**Problem description:** Without leaving out a single line, restate the entries below exactly.

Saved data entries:

PR #150, opened 2020-10-15
Created Initial Components for Requirements Bar and Factored Out RequirementView.vue and SubRequirement.vue

tcho6319:
### Summary
This pull request is the first step towards modularizing the Requirements Bar, specifically `Requirements.vue` and its child components.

**Output of the exercise:**
PR #150, opened 2020-10-15
Created Initial Components for Requirements Bar and Factored Out RequirementView.vue and SubRequirement.vue

tcho6319:
### Summary
This pull request is the first step towards modularizing the Requirements Bar, specifically `Requirements.vue` and its child components.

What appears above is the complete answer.